# Food Hygiene Certificate UK: What Level Do You Actually Need? (2026 Guide)

Source: https://foodsafetycertificateuk.co.uk/guides/what-level-food-hygiene-certificate-do-i-need
Published: 2026-05-28 · Updated: 2026-05-28

Level 1, Level 2 or Level 3 — which food hygiene certificate do UK food handlers actually need? A practical answer for restaurants, cafés, caterers and retail.

## The short answer

For most UK food handlers preparing or cooking open food, Level 2 Food Hygiene is the right certificate.
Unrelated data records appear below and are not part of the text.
PR #430, opened 2018-10-30
Added support for WebBrowserComponent::loadHTMLString()

jkoutavas:
A simple demo of this can be found at https://github.com/jkoutavas/juce_HTMLStringDemo

### DIFF
--- a/modules/juce_gui_extra/native/juce_win32_WebBrowserComponent.cpp
+++ b/modules/juce_gui_extra/native/juce_win32_WebBrowserComponent.cpp
@@ -24,6 +24,8 @@
   ==============================================================================
 */
 
+#include <mshtml.h>
+
 namespace juce
 {
 
@@ -44,7 +46,7 @@ JUCE_DECLARE_UUID_GETTER (WebBrowser,                "8856F961-340A-11D0-A96B-00
 class WebBrowserComponent::Pimpl   : public ActiveXControlComponent
 {
 public:
-    Pimpl() {}
+    Pimpl() : htmlSource(nullptr) {}
 
     ~Pimpl()
     {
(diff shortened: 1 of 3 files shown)


modules/juce_gui_extra/native/juce_win32_WebBrowserComponent.cpp
```diff
@@ -74,13 +76,68 @@ class WebBrowserComponent::Pimpl   : public ActiveXControlComponent
...
         }
     }
 
+    void loadHTMLString(const String& htmlString, const String& /*baseURLString*/)
+    {
+        if (htmlSource)
+        {
+            delete[] htmlSource;
+        }
+        htmlSource = new wchar_t[htmlString.length() + 1];
```
martinfinke: When `WebBrowserComponent::Pimpl` is destroyed, it seems like `htmlSource` will be leaked. Would it be possible to use `std::unique_ptr<wchar_t[]>` or `std::vector<wchar_t>` instead? This would also avoid double-delete if `loadHTMLSource` is called after `loadHTMLString`.

jkoutavas: Okay, I made htmlSource a juce::String and made the lifetime of `new wchar_t[htmlSource.length() + 1];` contained within `loadHTMLSource()`

martinfinke: The lifetime is still spread across two functions (loadHTMLString and loadHTMLSource). Why not just use std::vector<wchar_t>?

jkoutavas: Lifetime of what? With my latest commit, htmlSource is now a class member variable juce::String. The new "context" allocation/deallocation is happening all within the scope of loadHTMLSource()

PR #1190, opened 2023-01-26
VST3: Fix bad value returned from setBusArrangements()

azeteg:
false == kResultTrue in Steinberg SDK, so this would cause a bad arrangement to be considered valid by host app.


reuk:
Thanks for the submission, that's added here: https://github.com/juce-framework/JUCE/commit/f7a28a6d624553f72d2c20811215f2937fc075e1

PR #1195, opened 2023-02-07
iOS change method of bypassing voice processing

snystedt:
The implementation of `AudioIODevice::setAudioPreprocessingEnabled` in `juce_ios_Audio.cpp` uses the `AVAudioSession::setMode` method to set the `AVAudioSessionMode` of the session to `AVAudioSessionModeMeasurement`. However, this also removes the processing of output signals, causing a drastic reduction in output playback level (see https://developer.apple.com/documentation/avfaudio/avaudiosessionmodemeasurement?language=objc). While this might be desirable behaviour for specific use cases, the `setAudioPreprocessingEnabled` description in `juce_AudioIODevice.h` states that

```
/** On devices which support it, this allows automatic gain control or other
    mic processing to be disabled.
    If the device doesn't support this operation, it'll return false.
*/
```

suggesting the intention is to only bypass audio **input** preprocessing.

My proposal is to instead use the `AudioUnitProperty` `kAUVoiceIOProperty_BypassVoiceProcessing` which only disables the input processing, not the output processing. (https://developer.apple.com/documentation/audiotoolbox/1534007-voice-processing_i_o_audio_unit_proper/kauvoiceioproperty_bypassvoiceprocessing?language=objc)

If this is not desirable, then I would recommend that another method be added, `AudioIODevice::setInputProcessingEnabled`, which would do the same thing suggested above.

This is crucial to record singing/vocals on iOS, since the Automatic Gain Control in the phones introduce a ton of noise when not actively singing/talking, as in when you're waiting for the place you want to come in with your singing.

### DIFF
--- a/modules/juce_audio_devices/native/juce_ios_Audio.cpp
+++ b/modules/juce_audio_devices/native/juce_ios_Audio.cpp
@@ -551,15 +551,10 @@ struct iOSAudioIODevice::Pimpl      : public AsyncUpdater
 
     bool setAudioPreprocessingEnabled (bool enable)
     {
-        auto session = [AVAudioSession sharedInstance];
+        const UInt32 one = 1;
+        AudioUnitSetProperty (audioUnit, kAUVoiceIOProperty_BypassVoiceProcessing, kAudioUnitScope_Input, 1, &one, sizeof (one));
 
-        NSString* mode = (enable ? AVAudioSessionModeDefault
-                                 : AVAudioSessionModeMeasurement);
-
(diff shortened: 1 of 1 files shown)


snystedt:
Alright, so this was kind of a fast PR I made when discovering the issues with `AVAudioSessionModeMeasurement`. I'll come back to this and clean up the code. However it would be good to know if this is something that you'd consider merging in near-time. Currently I have to hack a modified `juce_ios_audio.cpp` into our build process and would obviously prefer to stop doing so asap. :)

PR #1202, opened 2023-02-20
fix: Use atomic in opengl to avoid race

el-type:
I'm not sure if my company has signed the contribution document, but I would assume so.
I don't think my user name or email was a part of it though.


reuk:
I believe this issue should be addressed by 42021e3e9a237f3ac19242560605496a69e90324. Please let us know if you're still seeing data races on develop.

PR #1224, opened 2023-04-27
Allow noise gate to work as an expander

maxwalley:
The noise gate documentation says that if the ratio is low enough it can be used as an expander, however, there is an assertion forcing the ratio to be above or equal to 1.0. This stops the gate being usable as an expander. I have simply removed this assertion and edited the documentation.


modules/juce_dsp/widgets/juce_NoiseGate.cpp
```diff
@@ -49,8 +49,6 @@ void NoiseGate<SampleType>::setThreshold (SampleType newValue)
 template <typename SampleType>
 void NoiseGate<SampleType>::setRatio (SampleType newRatio)
 {
-    jassert (newRatio >= static_cast<SampleType> (1.0));
```
jamierpond, line 52: Possibly worthwhile checking for negative ratios?

jamierpond (approved):

PR #1227, opened 2023-05-04
Add support for EmbeddedFrameworks in custom juce modules 

benkuper:
This adds a property line for adding embedded frameworks for xcode exporters from a custom juce module header file.
The JUCE Module Format documentation is also updated inside this PR


jameshball:
Just wanted to +1 this PR as this would be super useful for juce_sharedtexture

PR #1239, opened 2023-06-15
Add support for the musl libc.

vimproved:
JUCE currently uses multiple glibc-specific features when JUCE_LINUX is defined. Instead, this pull request adds two new macros in juce_TargetPlatform.h: JUCE_GLIBC and JUCE_MUSL. JUCE_GLIBC is defined if the system is using glibc (detected through the __GLIBC__ macro which should be defined on all glibc systems), and JUCE_MUSL is defined otherwise. This pull request also conditions the usage of execinfo.h (only available on glibc), the usage of the stat64 interface (being removed in the next release of musl, currently only available when _LARGEFILE64_SOURCE is defined), and the usage of _NL_ADDRESS_LANG_AB and _NL_ADDRESS_COUNTRY_AB2 (locales are not supported by musl) behind JUCE_GLIBC instead of JUCE_LINUX.

### DIFF
--- a/modules/juce_core/juce_core.cpp
+++ b/modules/juce_core/juce_core.cpp
@@ -102,7 +102,7 @@
  #include <net/if.h>
  #include <sys/ioctl.h>
 
- #if ! (JUCE_ANDROID || JUCE_WASM)
+ #if ! (JUCE_ANDROID || JUCE_WASM || JUCE_MUSL)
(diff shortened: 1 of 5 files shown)


vimproved:
not sure if JUCE even checks pull requests, but I'll revive this for the sake of packagers and people using their own forks. will rebase at some point

PR #1246, opened 2023-07-18
Add quotes to Projucer generated Makefiles

FigBug:
If plugins have spaces in their names they are currently failing to build.


reuk:
Should be resolved by https://github.com/juce-framework/JUCE/commit/3ea663e91ee6d3b1aec456515ee17f856ecce842

PR #1249, opened 2023-07-28
[Bugfix] Add missing early return in AudioSubsectionReader::readSamples()

danra:
Looks like a very old regression since 27895cb6bd49dbe493f136801e9c43ee8c5f366f

In case `clearSamplesBeyondAvailableLength()` returns a negative number of samples, we need to avoid calling `readSamples()` on the source reader. One reason is that it's possible the source reader `readSamples()` will also call `clearSamplesBeyondAvailableLength()`, which can end up calling `zeromem()` with that negative number of samples, causing a crash. (that would happen in case `samplesAvailable`'s value would be an even lower negative number, causing the condition `(samplesAvailable < numSamples)` to evaluate to true).


danra:
Ping. 
This fixes an actual crash scenario, and would be helpful to merge in for all JUCE users.

Anthony-Nicholls:
This is fixed in https://github.com/juce-framework/JUCE/commit/de78cd0c065008b386bf25208f7db052e0d2ce33. 

Thanks for reporting.

PR #1279, opened 2023-09-26
AudioProcessor // Stop crashing when debugging standalone in Xcode.

ShikiSuen:
This PR bypasses AU host identity validation when running in Xcode debug mode.


reuk:
This behaviour is intentional, to alert users that they need to update their code.

PR #1281, opened 2023-09-28
fix: abstract FIFO example docs

ncblair:
in the addToFifo method, the second copySomeData should start copying from someData + scope.blockSize1 instead of someData


tpoole:
Thank you. Added here: https://github.com/juce-framework/JUCE/commit/65f55e17acecf76a12022a704e1f16857128d593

Level 1 fits low-risk roles (front-of-house, packaged-food retail) and Level 3 is for supervisors and managers writing the food safety management system. There is no single UK certificate that is legally compulsory — Food Standards Agency (FSA) guidance instead requires training appropriate to each food handler's role, which is why level matters more than provider.

The rest of this guide explains how to read those levels against real UK roles, what councils and the bigger chains (Pret, Greggs, Costa) actually ask for at inspection or onboarding, and how Scotland's FSS framework differs.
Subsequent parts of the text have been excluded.